You might try and convert your own, but what you save (only a little!!!) you waste on time.

So why not save up and get the right product, rather than converting or using something else that might not end up looking so great?

That's my two cents.


----------



## Stella Cadente (Dec 25, 2006)

D-A-C said:


> and inferior products


must not laugh, must not laugh must not laugh..........BAHAHAHAHAHAHAHA.
it brought a tear to my eye.

just go with reaper, or heresy miniatures, there cheap enough and just as good quality wise.

or get a titslug.


----------



## D-A-C (Sep 21, 2010)

Stella Cadente said:


> must not laugh, must not laugh must not laugh..........BAHAHAHAHAHAHAHA.
> it brought a tear to my eye.
> 
> just go with reaper, or heresy miniatures, there cheap enough and just as good quality wise.
> ...



I think GW make (for the most part) excellent models.

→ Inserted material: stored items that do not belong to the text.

Issue #1374, opened 2017-02-09
Cache project query result


akerekes:
Databinding can trigger several queries very quickly, which in a slower connection could cause bad UX so we could add a caching mechanism to the project retrieval logic. This cache would be refreshed whenever the user clicks on the [Refresh button](#1352) or when we explicitly want to trigger it.

chanseokoh:
Just to be sure, the project selector itself is independent of databinding (like the current `AccountSelector`), right? It's the deploy preferences that will want to wire up databinding, right?

akerekes:
Currently the project selector depends on another class to provide the list of projects like a repository, and the caching could be added to this repository.

chanseokoh:
Another question: if we hadn't used databinding, could we avoid introducing this caching? Or, will this caching still be desired even in the absent of databiniding?

akerekes:
I haven't investigated it as currently databinding saves us from writing a lot of code.

akerekes:
The two calls to `projectRepository.getProjects()`:
 - when databinding is added to the account selector, the selection change listener triggers the project list query corresponding to the account selected
 - to display validation errors when we open the dialog, we call `DataBindingContext.updateTargets()` which while triggers the validation and in case of error the error message to be displayed, but also triggers the querying of the project list.

We may be able to avoid the second query if the account selector only fires the selection changed event if there's a change to the selection.

PR #2568, opened 2017-11-08
Service key and project ID emulation settings tab for App Engine local run

chanseokoh:
Only the UI, which is even not visible (not wired). No validation yet —what works is just selecting/retrieving/entering/saving values through UI. The service key path input is particularly incomplete; the _browse..._ button does nothing.

A lot of part is straightforward. However, there is one trick to make things work reasonably sound in the case where an account and a project ID are saved in a run config but the account is not logged in; it was especially tricky to make it right in the run config dialog.

selection_001

It's loading projects synchronously, but it's not so bad even with a lot of projects. If we do it async in the future, I think we should be very careful. Unlike the deploy panel, I can see many potential pitfalls when doing async in the run config dialog. It's easy to go into the current mess of the Dataflow run config.


plugins/com.google.cloud.tools.eclipse.appengine.localserver/src/com/google/cloud/tools/eclipse/appengine/localserver/messages.properties
```diff
@@ -38,3 +38,10 @@ devappserver.not.available=There is no App Engine development server available
 cannot.copy.appengine.api.sdk.jar=Cannot copy appengine-api-1.0-sdk.jar
 server.already.in.operation=Server is already in operation
 server.port=server port: {0,number,\#}
+
+gcp.emulation.tab.name=GCP
```
elharo: Cloud Platform

plugins/com.google.cloud.tools.eclipse.appengine.localserver/src/com/google/cloud/tools/eclipse/appengine/localserver/ui/GcpEmulationTab.java
```diff
@@ -0,0 +1,237 @@
...
+  @Override
+  public void setDefaults(ILaunchConfigurationWorkingCopy configuration) {
+    // No particular default values to set in a newly created configuration.
+  }
+
+  @Override
+  public void initializeFrom(ILaunchConfiguration configuration) {
+    accountEmailModel = getAttribute(configuration, ATTRIBUTE_ACCOUNT_EMAIL, ""); //$NON-NLS-1$
+    gcpProjectIdModel = getAttribute(configuration, ATTRIBUTE_GCP_PROJECT, ""); //$NON-NLS-1$
+    String serviceKey = getAttribute(configuration, ATTRIBUTE_SERVICE_KEY, ""); //$NON-NLS-1$
```
briandealwis: So what happens if the user also adds a `GOOGLE_APPLICATION_CREDENTIALS` or `GOOGLE_CLOUD_PROJECT ` value to the environment tab?  Which wins?

One approach would be for this tab to actually store and retrieve its values from the launch config's environment data.

plugins/com.google.cloud.tools.eclipse.appengine.localserver/src/com/google/cloud/tools/eclipse/appengine/localserver/ui/GcpEmulationTab.java
```diff
@@ -0,0 +1,237 @@
...
+
+  @VisibleForTesting
+  GcpEmulationTab(IGoogleLoginService loginService, ProjectRepository projectRepository) {
+    this.loginService = loginService;
+    this.projectRepository = projectRepository;
+  }
+
+  @Override
+  public void createControl(Composite parent) {
+    Composite composite = new Composite(parent, SWT.NONE);
```
briandealwis: I wonder if this, and dataflow, should instead have a read-only representation with an _Edit…_ button that pops this up as a dialog.  That would avoid the dynamic background updates etc.

chanseokoh: That's an attractive idea. I actually thought about having a read-only text field for the project (the account is just for the project selector), which can display the currently saved project even if the user is not logged in. Then we have a "Select Project..." button next to it, which pops up the project selector dialog. I really like this idea considering the benefits from the implementation perspective. The UI is fast because there won't be a long-running project fetch, no async issue in the run config, and a very clean model in the case of users not logged in. @elharo what do you think of this approach?

plugins/com.google.cloud.tools.eclipse.appengine.localserver/src/com/google/cloud/tools/eclipse/appengine/localserver/ui/GcpEmulationTab.java
```diff
@@ -0,0 +1,237 @@
...
+import org.eclipse.swt.events.ModifyEvent;
+import org.eclipse.swt.events.ModifyListener;
+import org.eclipse.swt.graphics.Image;
+import org.eclipse.swt.widgets.Button;
+import org.eclipse.swt.widgets.Composite;
+import org.eclipse.swt.widgets.Label;
+import org.eclipse.swt.widgets.Text;
+import org.eclipse.ui.PlatformUI;
+
+public class GcpEmulationTab extends AbstractLaunchConfigurationTab {
```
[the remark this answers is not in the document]
chanseokoh: I agree the name sounds a bit odd. I did thought out `GcpProjectTab`, but that sounded too broad, where this tab only deals with providing the service key and the project ID for the convenience of users' local development. Any more suggestions?

plugins/com.google.cloud.tools.eclipse.appengine.localserver/src/com/google/cloud/tools/eclipse/appengine/localserver/ui/GcpEmulationTab.java
chanseokoh: I have a comprehensive plan, which I am already doing for Dataflow — it already has an account selector, whose login info is being passed as `GOOGLE_APPLICATION_CREDENTIALS`. Basically, I will do the following:

https://github.com/GoogleCloudPlatform/google-cloud-eclipse/blob/master/plugins/com.google.cloud.tools.eclipse.dataflow.core/src/com/google/cloud/tools/eclipse/dataflow/core/launcher/DataflowPipelineLaunchDelegate.java#L183

plugins/com.google.cloud.tools.eclipse.appengine.localserver/src/com/google/cloud/tools/eclipse/appengine/localserver/ui/GcpEmulationTab.java
chanseokoh: @elharo likes the idea too, so we can seriously consider going that route. We agreed that we first move forward with this PR (hoping to be able to release this soon) and implement the idea later. I don't think it will be more difficult to do it later than doing it now; it will be changes only in the UI.

patflynn:
I'm noticing that this PR seems to focus on the App Engine standard use-case. I've brought up concerns about that strategy in the design doc that I think should be resolved before we go far down this path. 

The focus of this feature was for library users in vanilla (non app-engine std environments)

as a user looking at this UI I would ask myself a lot of questions that would require complex answers. That seems bad. 

e.g. 
- Why is it asking me for a project for local dev, it never used to?
- What's a service account? Why do I need one I'm using emulators?

plugins/com.google.cloud.tools.eclipse.appengine.localserver/src/com/google/cloud/tools/eclipse/appengine/localserver/ui/GcpEmulationTab.java
briandealwis: What are you going to do for standard Java launches?

If you store values in the environment, then I think you're done.

plugins/com.google.cloud.tools.eclipse.appengine.localserver/src/com/google/cloud/tools/eclipse/appengine/localserver/ui/GcpEmulationTab.java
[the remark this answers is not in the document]
briandealwis: GcpRuntimeCredentialsTab?

chanseokoh:
> I'm noticing that this PR seems to focus on the App Engine standard use-case.

In fact, we are only focusing on the App Engine local run now. This doesn't mean we ignore non-App Engine cases. We just do this for App Engine initially. However, this tab component is designed to be universal — it can be reused in other run configs (such as plain Java run configs). I'll keep this universality in mind.

> as a user looking at this UI I would ask myself a lot of questions that would require complex answers.

I've asked the same question in the design doc. My comment is on the phrase "for selecting the project ID". We can continue our discussion there. I also push for adding something for clarity.

plugins/com.google.cloud.tools.eclipse.appengine.localserver/src/com/google/cloud/tools/eclipse/appengine/localserver/ui/GcpEmulationTab.java
chanseokoh: > What are you going to do for standard Java launches?

I think we can just do the same thing. We anyway have to extend the standard Java launches to add this tab. I just hope we can also extend the launch so that we can extract values from our tab.

> If you store values in the environment, then I think you're done.

That's true, but I'm afraid programmatically adding environment values there may confuse users and actually costs us more complexity in implementation. I think doing this is much simpler, and I don't see any issue.

plugins/com.google.cloud.tools.eclipse.appengine.localserver/src/com/google/cloud/tools/eclipse/appengine/localserver/ui/GcpEmulationTab.java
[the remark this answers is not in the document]
chanseokoh: How about `GcpLocalRunTab`? It's not only for credentials; we have the project field.

chanseokoh:
> However, this tab component is designed to be universal — it can be reused in other run configs (such as plain Java run configs). I'll keep this universality in mind.

For further clarification, there is nothing App Engine-specific in this PR. The tab is for setting a service key and a project ID, which can be applied to any run config.

plugins/com.google.cloud.tools.eclipse.appengine.localserver/src/com/google/cloud/tools/eclipse/appengine/localserver/ui/GcpEmulationTab.java
chanseokoh: Oh, you actually meant adding env vars to the launch config attribute, right? I thought you meant adding env vars to the _Environments_ tab UI. I agre that is what we should do, now knowing that it seems not possible to extend the vanilla-Java launch delegate.

chanseokoh: > One approach would be for this tab to actually store and retrieve its values from the launch config's environment data.

After some fiddling, I realized this doesn't work nicely, unless we tightly interwire the _Environments_ tab and our tab. For example, suppose the current `GOOGLE_APPLICATION_CREDENTIALS` is `foo.json`. This value will be loaded in the service key field in our tab. The user will also be able to see it in the _Environments_ tab. Now, in the _Environments_ tab, suppose the user modifies this value to `bar.json`. When the user presses _Apply_, what happens is that the value is immediately reverted back to `foo.json`, because the framework will call `performApply()` of our tab as well (even though our tab is invisible). This will overwrite `bar.json` with `foo.json` that is in the service key text field. This problem hit me, as I closed the run config right way not knowing that the value was reverted.

Basically, it seems not a good idea for a tab to make changes to a model of a different tab, unless you are willing to update UIs of the other tab simultaneously. I don't think we want to extend the _Environments_ tab to hack this. It won't work in general cases either.

elharo:
Let's not overthink this. If both the GCP and environment tabs set the credentials/project ID, pick one when launching the server. It's not worth extra effort to keep them in sync.

plugins/com.google.cloud.tools.eclipse.appengine.localserver/src/com/google/cloud/tools/eclipse/appengine/localserver/ui/GcpEmulationTab.java
briandealwis: You'll need to go a bit deeper and implement the `activated()` and `deactivated()` APIs.  That way you'll know when to ignore your text field.

chanseokoh: OK, that sounded like a bit of abusing the tab framework, but looks like we can utilize it to make things work reasonably acceptable. This results in some minute annoyances (confirming save even when values have restored to its original state, and another due to #2571), but I think they are pretty insignificant issues.

chanseokoh:
@briandealwis the last commit changes this to save/load values to/from environment variables. PTAL.

plugins/com.google.cloud.tools.eclipse.appengine.localserver/src/com/google/cloud/tools/eclipse/appengine/localserver/ui/GcpLocalRunTab.java
```diff
@@ -0,0 +1,290 @@
...
+    composite.addDisposeListener(new ImageDisposer(gcpIcon));
+  }
+
+  private void updateProjectSelector() {
+    Credential credential = accountSelector.getSelectedCredential();
+    if (credential == null) {
+      projectSelector.setProjects(new ArrayList<GcpProject>());
+    } else {
+      try {
+        List<GcpProject> gcpProjects = projectRepository.getProjects(credential);
```
briandealwis: This is potentially really slow.  Perhaps it should be wrapped in a `BusyIndicator`.  See `PipelineArgumentsTab#updatePipelineOptionsForm()`. (Or the callers should be wrapped.)

plugins/com.google.cloud.tools.eclipse.appengine.localserver/src/com/google/cloud/tools/eclipse/appengine/localserver/ui/GcpLocalRunTab.java
```diff
@@ -0,0 +1,290 @@
...
+          }
+        }
+      }
+    });
+
+    // Project row
+    Label projectLabel = new Label(composite, SWT.LEAD);
+    projectLabel.setText(Messages.getString("label.project")); //$NON-NLS-1$
+
+    Composite projectSelectorComposite = new Composite(composite, SWT.NONE);
```
briandealwis: I wonder if it makes sense to extract this into a `AccountProjectSelectionPanel` or something.  We use this in a couple of places, like the `AppEngineDeployDialog`.  And #1374 seems like it relevant here too — maybe we should turn `ProjectRepository` into an injectable service that caches the credential-projects for some period of time.

plugins/com.google.cloud.tools.eclipse.appengine.localserver/src/com/google/cloud/tools/eclipse/appengine/localserver/ui/GcpLocalRunTab.java
```diff
@@ -0,0 +1,290 @@
...
+    GridDataFactory.fillDefaults().span(2, 1).applyTo(projectSelectorComposite);
+    GridDataFactory.fillDefaults().applyTo(filterField);
+    GridDataFactory.fillDefaults().grab(true, false).hint(SWT.DEFAULT, 200)
+        .applyTo(projectSelector);
+    GridLayoutFactory.fillDefaults().spacing(0, 0).generateLayout(projectSelectorComposite);
+
+    setControl(composite);
+
+    gcpIcon = SharedImages.GCP_IMAGE_DESCRIPTOR.createImage();
+    composite.addDisposeListener(new ImageDisposer(gcpIcon));
```
briandealwis: You can do this by overriding `AbstractLaunchConfigurationTab.dispose()`

plugins/com.google.cloud.tools.eclipse.appengine.localserver/src/com/google/cloud/tools/eclipse/appengine/localserver/ui/GcpLocalRunTab.java
```diff
@@ -0,0 +1,290 @@
...
+      return configuration.getAttribute(attribute, defaultValue);
+    } catch (CoreException e) {
+      logger.log(Level.WARNING, "Can't get value from launch configuration.", e); //$NON-NLS-1$
+      return defaultValue;
+    }
+  }
+
+  @VisibleForTesting
+  static Map<String, String> getEnvironmentMap(ILaunchConfiguration configuration) {
+    Map<String, String> emptyMap = new HashMap<>();
```
briandealwis: `Collections.emptyMap()`

plugins/com.google.cloud.tools.eclipse.appengine.localserver/src/com/google/cloud/tools/eclipse/appengine/localserver/ui/GcpLocalRunTab.java
```diff
@@ -0,0 +1,290 @@
...
+  @Override
+  public void initializeFrom(ILaunchConfiguration configuration) {
+    accountEmailModel = getAttribute(configuration, ATTRIBUTE_ACCOUNT_EMAIL, ""); //$NON-NLS-1$
+
+    Map<String, String> environmentMap = getEnvironmentMap(configuration);
+    gcpProjectIdModel = Strings.nullToEmpty(environmentMap.get(PROJECT_ID_ENVIRONMENT_VARIABLE));
+    String serviceKey = Strings.nullToEmpty(environmentMap.get(SERVICE_KEY_ENVIRONMENT_VARIABLE));
+
+    initializingUiValues = true;
+    accountSelector.selectAccount(accountEmailModel);
```
briandealwis: I think it's worth mentioning here that the account-selection-event listener updates the project list and waits until complete.  Which isn't great for UI liveness, but …

plugins/com.google.cloud.tools.eclipse.appengine.localserver/src/com/google/cloud/tools/eclipse/appengine/localserver/ui/GcpLocalRunTab.java
chanseokoh: Indeed, we may decide to do so in the future. For now, the deploy dialog uses databinding, and things work quite differently there (e.g., auto-selecting a single account, it has a refresh button, it has the App Engine application checking and error messages, it has the project creation link, etc), so the project selector there is very specialized. So, this would require a substantial work to factor out, so we'd probably want to consider it when the next time we need the bare minimum combination in this PR.

The cache idea is nice too.

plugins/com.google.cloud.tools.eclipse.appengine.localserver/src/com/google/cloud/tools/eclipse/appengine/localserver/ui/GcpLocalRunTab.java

Otherwise, why the hell do we all by them?

Also I think they are getting better and better, as the New Chaos Daemons, Dark Eldar, Blood Angels etc look great.


----------



## DeathKlokk (Jun 9, 2008)

Agreed, DAC. Too bad all of the GDs you pictured are about 15 years old though.

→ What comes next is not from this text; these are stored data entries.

PR #2573, opened 2017-11-10
Fix Guava import version

chanseokoh:


chanseokoh:
I remember @briandealwis added some kind of test a while ago (https://github.com/GoogleCloudPlatform/google-cloud-eclipse/blob/master/pom.xml#L447), but I guess this isn't really working.

briandealwis:
It is frustrating.  The rule is succeeding as it tests the version that is resolved rather than the potential versions that can be resolved.  We're resolving to Guava 20.0, which satisfies both the package constraint (`version="15.0.0"`) and passes the dependency rule.

elharo:
Then let's add a more straightforward test that simply reads the files directly rather than trying to resolve the dependency.

chanseokoh:
The test is not flexible, but it should serve its purpose. One caveat is that not every bundle has `PluginXmlTest`. (Some bundles don't have `plugin.xml`.)

plugins/com.google.cloud.tools.eclipse.test.util/src/com/google/cloud/tools/eclipse/test/util/BasePluginXmlTest.java
```diff
@@ -189,6 +192,35 @@ public final void testBundleVendor() throws IOException {
...
+    Pattern pattern = Pattern.compile(regexPrefix + "[^;,]+");
+
+    Matcher matcher = pattern.matcher(value);
+    while (matcher.find()) {
+      int nextCharOffset = matcher.end();
+      if (nextCharOffset == value.length()) {
+        fail("Import-Package version not defined");
+      }
+      String stringAfterMatch = value.substring(nextCharOffset);
+      if (!stringAfterMatch.startsWith(";version=" + versionString)) {
```
briandealwis: Hmm, this doesn't seem to match the callers above?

Updated ones would rock definitely but I'm no big fan of the current ones.


----------



## Unforgiven302 (Oct 20, 2008)

With a demon army your greater demons are going to be the focal point of the army. They are big, detailed and threatening looking. Honestly, this is where you do not want to be cheap or go second rate, you want to go big and go hard. Forge World demons are some of the nicest around. Expensive? Oh hell yes, but in my eyes worth it.


----------



## Lord Sven Kittyclaw (Mar 23, 2009)

Thank you guys for all the input, I dont know if I came across that way, but im not looking for "Second rate" or anything of a poor quality just because it is cheaper. I am just not too keen on blowing 150 dollars on two models is all, especially since as Dethklokk pointed out, the are 15 years old. 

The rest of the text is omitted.